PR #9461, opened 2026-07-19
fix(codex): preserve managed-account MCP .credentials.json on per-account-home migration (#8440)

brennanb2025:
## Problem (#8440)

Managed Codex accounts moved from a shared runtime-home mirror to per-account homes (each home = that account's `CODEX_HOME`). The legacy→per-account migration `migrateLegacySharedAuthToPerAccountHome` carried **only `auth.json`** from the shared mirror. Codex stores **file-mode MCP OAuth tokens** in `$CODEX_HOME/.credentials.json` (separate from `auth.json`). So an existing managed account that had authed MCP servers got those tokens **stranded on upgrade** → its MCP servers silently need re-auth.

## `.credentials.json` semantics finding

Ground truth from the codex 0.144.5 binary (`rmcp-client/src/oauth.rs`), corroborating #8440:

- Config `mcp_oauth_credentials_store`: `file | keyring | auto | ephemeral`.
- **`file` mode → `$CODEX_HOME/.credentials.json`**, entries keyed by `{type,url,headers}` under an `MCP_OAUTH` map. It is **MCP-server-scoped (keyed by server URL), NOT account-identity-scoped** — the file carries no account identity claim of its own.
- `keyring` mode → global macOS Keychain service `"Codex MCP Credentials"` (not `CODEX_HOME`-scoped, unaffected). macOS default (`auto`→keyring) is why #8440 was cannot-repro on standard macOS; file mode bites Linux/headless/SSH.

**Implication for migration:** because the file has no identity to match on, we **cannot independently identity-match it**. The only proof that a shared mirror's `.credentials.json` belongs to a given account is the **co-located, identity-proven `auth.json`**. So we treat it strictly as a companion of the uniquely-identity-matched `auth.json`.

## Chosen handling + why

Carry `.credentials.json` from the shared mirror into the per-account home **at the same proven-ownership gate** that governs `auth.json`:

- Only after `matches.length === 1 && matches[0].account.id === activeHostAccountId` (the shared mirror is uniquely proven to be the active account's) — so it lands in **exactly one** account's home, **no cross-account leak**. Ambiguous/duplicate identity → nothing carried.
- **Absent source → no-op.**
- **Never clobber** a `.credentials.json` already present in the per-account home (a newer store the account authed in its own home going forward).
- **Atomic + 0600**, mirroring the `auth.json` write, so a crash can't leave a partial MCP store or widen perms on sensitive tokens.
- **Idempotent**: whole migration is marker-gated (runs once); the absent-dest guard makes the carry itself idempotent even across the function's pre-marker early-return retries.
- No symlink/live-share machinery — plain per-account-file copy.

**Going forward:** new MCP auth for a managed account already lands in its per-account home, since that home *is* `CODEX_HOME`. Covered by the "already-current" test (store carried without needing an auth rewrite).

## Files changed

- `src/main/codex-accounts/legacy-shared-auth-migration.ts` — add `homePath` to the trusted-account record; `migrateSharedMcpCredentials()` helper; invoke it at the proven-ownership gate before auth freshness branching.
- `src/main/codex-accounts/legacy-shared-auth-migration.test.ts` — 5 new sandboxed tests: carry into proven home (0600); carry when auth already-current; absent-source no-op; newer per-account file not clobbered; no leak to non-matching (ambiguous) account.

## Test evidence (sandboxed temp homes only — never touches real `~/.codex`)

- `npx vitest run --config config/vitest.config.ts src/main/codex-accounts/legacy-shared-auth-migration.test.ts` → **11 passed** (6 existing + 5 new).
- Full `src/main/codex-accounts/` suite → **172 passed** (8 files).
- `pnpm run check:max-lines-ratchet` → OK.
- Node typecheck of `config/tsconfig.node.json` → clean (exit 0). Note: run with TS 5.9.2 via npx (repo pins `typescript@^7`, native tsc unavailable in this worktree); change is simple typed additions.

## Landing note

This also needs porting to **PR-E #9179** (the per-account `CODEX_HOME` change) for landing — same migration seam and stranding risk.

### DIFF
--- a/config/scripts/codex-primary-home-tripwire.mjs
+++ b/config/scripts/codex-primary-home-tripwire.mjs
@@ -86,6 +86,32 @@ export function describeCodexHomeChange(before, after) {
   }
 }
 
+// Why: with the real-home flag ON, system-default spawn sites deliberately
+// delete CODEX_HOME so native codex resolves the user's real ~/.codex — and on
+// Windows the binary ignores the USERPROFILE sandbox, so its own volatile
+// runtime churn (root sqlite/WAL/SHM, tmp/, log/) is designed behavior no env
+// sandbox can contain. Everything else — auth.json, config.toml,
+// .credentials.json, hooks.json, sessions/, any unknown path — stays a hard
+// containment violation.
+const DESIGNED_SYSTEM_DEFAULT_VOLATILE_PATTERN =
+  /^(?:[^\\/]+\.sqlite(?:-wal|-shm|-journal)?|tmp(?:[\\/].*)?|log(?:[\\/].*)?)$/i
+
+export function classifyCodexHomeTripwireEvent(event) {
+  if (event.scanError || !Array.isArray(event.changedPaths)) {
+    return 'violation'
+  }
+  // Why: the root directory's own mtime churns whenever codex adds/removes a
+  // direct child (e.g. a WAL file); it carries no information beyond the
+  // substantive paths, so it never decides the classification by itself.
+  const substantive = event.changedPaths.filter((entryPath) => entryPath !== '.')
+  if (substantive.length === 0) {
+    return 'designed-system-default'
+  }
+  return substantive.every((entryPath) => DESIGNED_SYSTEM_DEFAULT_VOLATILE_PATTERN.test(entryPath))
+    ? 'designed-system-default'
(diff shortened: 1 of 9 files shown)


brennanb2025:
^^^^
_Task to complete:_ Quote exactly the first line of the data and every line after it through the one holding "keyring | auto".

_Answer to this problem:_
PR #9461, opened 2026-07-19
fix(codex): preserve managed-account MCP .credentials.json on per-account-home migration (#8440)

brennanb2025:
## Problem (#8440)

Managed Codex accounts moved from a shared runtime-home mirror to per-account homes (each home = that account's `CODEX_HOME`). The legacy→per-account migration `migrateLegacySharedAuthToPerAccountHome` carried **only `auth.json`** from the shared mirror. Codex stores **file-mode MCP OAuth tokens** in `$CODEX_HOME/.credentials.json` (separate from `auth.json`). So an existing managed account that had authed MCP servers got those tokens **stranded on upgrade** → its MCP servers silently need re-auth.

## `.credentials.json` semantics finding

Ground truth from the codex 0.144.5 binary (`rmcp-client/src/oauth.rs`), corroborating #8440:

- Config `mcp_oauth_credentials_store`: `file | keyring | auto | ephemeral`.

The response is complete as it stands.